Salaryman masculinity is associated with patriarchy and traditional values. As any hegemonic masculinity, it represents the values of the ruling class. Many political decisions instil them. For example, the Japanese tax code benefits families with a sole breadwinner. The corporate policies, especially related to women, also cater to this lifestyle.
Yet even during the economic boom salarymen were the minority. The majority of Japanese men did not have office jobs and lifetime contracts. Today, only the luckiest of graduates get into this kind of employment. Young people work on temporary contracts. Many have only part-time jobs. This situation challenges the salaryman masculinity. Now it is more unattainable as it ever has been.
Hegemonic masculinity is always an unachievable ideal for the absolute majority of men. But only a few men set on a quest of embodying it. Most men develop their own masculinities deviating from the dominant values and ideals. Personality, culture, values, personal experiences, social environment, and other factors affect this process.

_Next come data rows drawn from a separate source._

PR #674, opened 2024-08-28
Use repr(C) and add optional bytemuck support

kevinheavey:
Changes:

- Sets `repr(C)` on the `Decimal` struct
- Adds a `bytemuck` feature that derives `Pod` and `Zeroable` on `Decimal`


manglemix:
Is this still in progress? bytemuck is useful for me to do a safe union type

paupino:
I'm going to merge this into V1, however for future versions would love to see how we can conditional dependencies like this. I'll add it to the README and merge.

PR #678, opened 2024-09-18
Fix `f64` dec limit edge case

finnbear:
Right now the `f64`
```
79228162514264337593543950336
```
Converts to the decimal
```
79228162514264337593543950330
```

Under `Decimal::from_f64` or `Decimal::from_f64_retain`.

Which is wrong since:
1) the float overflowed and that's not the max decimal
2) conversion to decimal should have returned `None` anyway

The root cause is losing precision when dividing by 5, leading to missing an overflow when later multiplying by 10.

The included test (specifically the middle assertion) would fail without the patch.

### DIFF
--- a/src/decimal.rs
+++ b/src/decimal.rs
@@ -2190,6 +2190,9 @@ fn base2_to_decimal(
             exponent10 -= 1;
             exponent5 += 1;
             ops::array::shl1_internal(bits, 0);
+        } else if exponent10 * 2 > -exponent5 {
+            // Multiplying by >=2 which, due to the previous condition, means an overflow.
+            return None;
         } else {
             // The mantissa would overflow if shifted. Therefore it should be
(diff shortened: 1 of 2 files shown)


paupino:
Thank you for this! 

I was just doing some playing around here and I believe there are some other edge cases too. 
As an example `Decimal::MAX` (as f64) and `Decimal::MAX - 1` will both also fail since the current max for the `f64` parsing algorithm is `79_228_162_514_264_337_593_543_950_330`. 

That said, I think this is taking things in the right direction so will merge this in.

finnbear:
@paupino AFAICT those problems don't exist since `f64` can't represent those values. My test covers three adjacent `f64` values, found via `f64::next_down`.

paupino:
@finnbear Oh cool - I wasn't aware of that function. A handy one to have in the toolkit - particularly for testing floats!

Japan is no exception. A small number of men gets close to the ideal. The rest negotiate their own ways of being men. Some of these new masculinities became as recognisable as the salaryman ideal. (“Herbivore men” is just one example.) They are often seen as inferior to the dominant version. Yet it would be a mistake to discard them. One of them might become hegemonic in the future.
Economic recession, ageing of the population, and cultural globalisation erode the traditional Japanese lifestyle. Women enter the labour force in greater numbers. Feminists voices become louder. Men are encouraged to get involved in childrearing and house chores. Gender roles and expectation start to change accordingly. The masculinities have to change to fit this new world better. And Japanese are on it.
This project explores various masculinities adopted by men in Tokyo. It shows men of different ages and occupations in their natural environment. The majority of photographs are candid portraits. This photo essay is not an exhaustive list of all existing masculinities. It is just a brief glimpse at the Japanese society and its men.